David Stern is making his last stand as league commissioner one for the books. After San Antonio Spurs head coach Gregg Popovich sent home Tim Duncan, Tony Parker, Manu Ginobili and Danny Green on Thursday night on the tail end of an unusually long and tough road trip, Stern struck back with his own brand of justice.
The Spurs are being fined $250,000, as first reported by Yahoo! Sports' Adrian Wojnarowski.
The NBA following was shocked last night when Stern announced that substantial sanctions would be forthcoming for Coach Pop's actions. With San Antonio in South Beach to take on the Miami Heat, Stern felt the team was cheating the league out of a game that would be a marquee matchup of talent vs. teamwork.
He was dead wrong.
The Spurs' band of misfits had the lead going into the final minute and left town losers by a 105-100 score. If not for a late Ray Allen three-pointer, this decision could look even more like a personal vendetta on the Spurs' part for sabotaging TV ratings.

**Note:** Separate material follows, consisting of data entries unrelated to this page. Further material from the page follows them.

PR #32, opened 2016-03-18
update release notes for 2.0

derwolfe:


derwolfe:
Note - when this is released, the command to use will be `lein release :major`

PR #33, opened 2016-03-21
Fixes off by one bug, adds error handling

TimSimpsonR:
This fixes the off by one bug and adds error handling to the
scan! function.

### DIFF
--- a/src/cloudpassage_lib/scans.clj
+++ b/src/cloudpassage_lib/scans.clj
@@ -9,12 +9,13 @@
    [manifold.stream :as ms]
    [environ.core :refer [env]]
    [cloudpassage-lib.core :as cpc]
-   [taoensso.timbre :as timbre :refer [info spy]]
+   [taoensso.timbre :as timbre :refer [error info spy]]
    [clj-time.core :as t :refer [hours ago]]
    [clj-time.format :as tf]
    [camel-snake-kebab.core :as cskc]
    [camel-snake-kebab.extras :as cske]
-   [clojure.java.io :as io]))
+   [clojure.java.io :as io]
+   [clojure.string :refer [blank?]]))
 
 (def ^:private base-scans-url
   "https://api.cloudpassage.com/v1/scans/")
@@ -61,27 +62,37 @@
   (let [token (cpc/fetch-token! client-id client-secret (:fernet-key env))]
     (cpc/get-single-events-page! token url)))
 
+(defn ^:private stream-paginated-resources!
+  "Returns a stream of resources coming from a paginated list."
+  [client-id client-secret initial-url resource-key]
+  (let [urls-stream (ms/stream 10)
+        resources-stream (ms/stream 20)]
+    (ms/put! urls-stream initial-url)
+    (ms/connect-via
+     urls-stream
+     (fn [url]
+       (md/chain
+        (get-page! client-id client-secret url)
+        (fn [response]
+          (if (cpc/page-response-ok? response)
+            (let [resource (resource-key response)
+                  pagination (:pagination response)
+                  next-url (:next pagination)]
+              (if (blank? next-url)
+                (do (info "no more urls to fetch")
+                    (ms/close! urls-stream))
+                (ms/put! urls-stream next-url))
+              (ms/put-all! resources-stream resource))
+            (do (error "Error getting scans for url: " url)
+                (ms/close! urls-stream)
+                (Exception. "Error fetching scans."))))))
+     resources-stream)
+    resources-stream))
+
 (defn scans!
   "Returns a stream of historical scan results matching opts."
   [client-id client-secret opts]
-  (let [urls-stream (ms/stream 10) ;; absolutely no science here
-        scans-stream (ms/stream 20) ;; nor here
-        shovel (fn [url]
-                 (md/chain
-                  (get-page! client-id client-secret url)
-                  ;; TODO: error handling here?
-                  (fn [response]
-                    (let [{:keys [pagination scans]} response
-                          next-url (:next pagination)]
-                      (if (or (= "" next-url) (nil? next-url))
-                        (do (info "no more urls to fetch")
-                            (ms/close! urls-stream)
-                            (ms/close! scans-stream))
-                        (ms/put! urls-stream next-url))
-                      (ms/put-all! scans-stream scans)))))]
-    (ms/put! urls-stream (scans-url opts))
-    (ms/consume-async shovel urls-stream)
-    scans-stream))
+  (stream-paginated-resources! client-id client-secret (scans-url opts) :scans))
 
 (defn scans-with-details!
   "Returns a stream of historical scan results with their details.
@@ -92,20 +103,16 @@
   details (iff the details are FIM). See CloudPassage API docs for
   more illustration."
   [client-id client-secret scans-stream]
-  (let [scans-with-details (ms/stream 10)
-        add-details
-        (fn [scan]
-          (md/chain
-           (get-page! client-id client-secret (:url scan))
-           (fn [response]
-             (ms/put! scans-with-details (assoc scan :scan (:scan response)))
-             (when (ms/drained? scans-stream)
-               (ms/close! scans-with-details)))))]
-    (ms/consume-async add-details scans-stream)
-    ;; TODO: Figure out a way to automatically close the stream this function
-    ;;       returns without using the lower-level on-drained callback.
-    (ms/on-drained scans-stream #(ms/close! scans-with-details))
-    scans-with-details))
+  (let [scans-with-details-stream (ms/stream 10)]
+    (ms/connect-via
+     scans-stream
+     (fn [scan]
+       (md/chain
+        (get-page! client-id client-secret (:url scan))
+        (fn [response]
+          (ms/put! scans-with-details-stream (assoc scan :scan (:scan response))))))
+     scans-with-details-stream)
+    scans-with-details-stream))
 
 (defn ^:private report-for-module!
   "Get recent report data for a certain client, and filter based on module."
--- a/test/cloudpassage_lib/scans_test.clj
+++ b/test/cloudpassage_lib/scans_test.clj
@@ -52,8 +52,8 @@
     1 "svm"    ;; software version management
     2 "ccm"))  ;; configuration change management
 
-(def ^:private fake-pages 10)
-(def ^:private scans-per-page 10)
+(def ^:private fake-pages 3)
+(def ^:private scans-per-page 5)
 (def ^:private details-query-url
   (#'scans/scans-url {"details" "true"}))
 
@@ -62,7 +62,7 @@
    queries."
   [page-num next-page]
   {:scans (for [index-in-page (range scans-per-page)
-                :let [scan-index (+ (* scans-per-page page-num)
+                :let [scan-index (+ (* scans-per-page (dec page-num))
                                     index-in-page)]]
             {:scan-id scan-index
              :module (index->module scan-index)
@@ -92,7 +92,7 @@
   (let [parsed-url (u/url url)
         query (:query parsed-url)
         page-num (-> query
-                     (get "next" "0")
+                     (get "next" "1")
                      Integer/parseInt)
         next-page (if (< page-num fake-pages)
                     (str (assoc-in parsed-url [:query "next"] (inc page-num)))
@@ -112,16 +112,32 @@
    cskc/->snake_case_keyword
    (fake-get-page! client-id client-secret url)))
 
+(defn ^:private fake-get-page-with-bad-response!
+  "Like fake-get-page, but returns a bad status code."
+  [client-id client-secret url]
+  (is (= client-id "lvh"))
+  (is (= client-secret "hunter2"))
+  :cloudpassage-lib.core/fetch-error)
+
 (deftest scans!-tests
-  (with-redefs [scans/get-page! fake-get-page!]
-    (let [scans-stream (scans/scans! "lvh" "hunter2" {"modules" "fim"})
-          scans (ms/stream->seq scans-stream)]
-      (is (= (for [scan-id (range (* fake-pages scans-per-page))]
-               {:scan-id scan-id
-                :module (index->module scan-id)
-                :url details-query-url})
-             scans))
-      (is (ms/closed? scans-stream)))))
+  (testing "Successful scan with pagination."
+    (with-redefs [scans/get-page! fake-get-page!]
+      (let [scans-stream (scans/scans! "lvh" "hunter2" {"modules" "fim"})
+            scans (ms/stream->seq scans-stream)]
+        (is (= (for [scan-id (range (* fake-pages scans-per-page))]
+                 {:scan-id scan-id
+                  :module (index->module scan-id)
+                  :url details-query-url})
+               scans))
+        (is (ms/closed? scans-stream)))))
+  (testing "If an error occurs an empty result is returned."
+    ;;TODO: Replacing the error thing to detect it was logged might be helpful.
+    (with-redefs [scans/get-page! fake-get-page-with-bad-response!]
+      (let [scans-stream (scans/scans! "lvh" "hunter2" {"modules" "fim"})
+            result (clojure.string/join "" (ms/stream->seq scans-stream))]
+        (is (ms/drained? scans-stream))
+        (is (ms/closed? scans-stream))
+        (is (= result ""))))))
 
 (deftest scans-with-details!-tests
   (testing "Typical scan returns expected page details."
--- a/src/cloudpassage_lib/core.clj
+++ b/src/cloudpassage_lib/core.clj
@@ -84,6 +84,11 @@
         (error "error fetching events page:" (.getMessage exc))
         ::fetch-error)))))
 
+(defn page-response-ok?
+  "Returns false if there was an error retrieving a page."
+  [response]
+  (not= ::fetch-error response))
+
 (defn fetch-token!
   "Fetch an access token for the cloudpassage api that belongs to the client-id/secret pair.
    If a token doesn't exist in Redis, then this will hit the cloudpassage api to obtain one.


src/cloudpassage_lib/scans.clj
```diff
@@ -61,27 +62,49 @@
   (let [token (cpc/fetch-token! client-id client-secret (:fernet-key env))]
     (cpc/get-single-events-page! token url)))
 
+(defn ^:private page-response-ok?
+  [response]
+  (not= :cloudpassage-lib.core/fetch-error response))
```
ehashman: I wonder if it might make more sense to make this a public interface inside of cloudpassage-lib.core?

reaperhulk: If my primitive reading of this is correct, this is a private function that returns a boolean to tell whether a response from cloudpassage-lib.core was okay? If so, I agree that it should live in cloudpassage-lib.core (I do like how it looks in the code below so :+1: for the idea Tim. I have missed working in a language where I can use question marks, heh)

src/cloudpassage_lib/scans.clj
```diff
@@ -61,27 +62,49 @@
...
+
+(defn ^:private map-stream
+  "Maps an input stream to an output stream with some function.
+
+  The function is expected to accept the output stream and return another
+  function that is called repeatedly for each bit of input."
+  [input f]
+  (let [output (ms/stream)]
```
ehashman: According to the manifold docs, this stream has no buffer. It appears to be replacing streams with buffer sizes of 10/20. Is that what we want?

src/cloudpassage_lib/scans.clj
TimSimpsonR: Great point. Done.

src/cloudpassage_lib/scans.clj
TimSimpsonR: I don't know. I was looking through the docs and saw the code often uses the zero arg arity and figured I should, as 10 seemed arbitrary. My guess was that it created a buffer with whatever felt like a decent buffer size to the author. But I am basing that on nadda so I can add the explicit amount back if I need to.

ehashman: That might be more of a question for @lvh or @derwolfe, who would know better.

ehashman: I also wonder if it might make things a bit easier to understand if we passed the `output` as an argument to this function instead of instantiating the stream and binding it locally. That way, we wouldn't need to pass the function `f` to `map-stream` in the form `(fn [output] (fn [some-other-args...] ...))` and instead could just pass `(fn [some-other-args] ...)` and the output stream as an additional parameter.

Stern likely felt the defending champions would wipe the floor with San Antonio in the midst of a long road trip, but Popovich's team further proved that depth and cohesiveness continue to outweigh talent alone.
CBS Sports' Ken Berger helped break the news that Stern is indeed thinking about the monetary side of the decision to send four of the team's best players back to San Antonio.
Stern notes it was "the team’s only regular-season visit to Miami."— Ken Berger (@KBergCBS) November 30, 2012
That brand of thinking proves that Stern is more concerned with outward appearances than competitive basketball games. For years the Spurs have been a benchmark of success, winning four championships since 1999 and boasting talent that has been a mainstay over the past decade.
They haven't, however, been a fan favorite from a television ratings standpoint. Despite being to three NBA Finals in the 2000s, all three were the lowest-rated series of the decade. The 6.2 Nielsen rating in the 2007 Finals is the lowest of all time—even with LeBron James and the Cavs as the opponent.
The small-market vibe and different style of play has left the Spurs on the commissioner's naughty list. As Wojnarowski reported earlier Friday in his editorial view of the decision to sanction the Spurs, this isn't the first time he's been dissatisfied with the team's view on how to market basketball to the masses.
They don't forget how one of Stern's top public-relations officials went out of her way to try to dissuade an NBA team owner from hiring a well-regarded Spurs executive as general manager...[Or] how Stern wanted to infiltrate the inner sanctum of the Spurs with TV cameras and microphones, with the kind of phony, superficial behind-the-scenes access that went against how the franchise conducted its basketball business and kept its edge.
In any event, the backlash from this decision could be the final remembrance of Stern as he prepares to exit his post for good in 2014.
What do you think about the decision to fine the Spurs? $250,000 isn't a substantial amount of money to a large-market team, but for San Antonio, it's a clear shot below the belt. By comparison, it's the same amount of money Dallas Mavericks owner Mark Cuban was fined for inappropriate comments in 2006.
Stern is sending a message to teams on national television: The best-of-the-best should be on the court.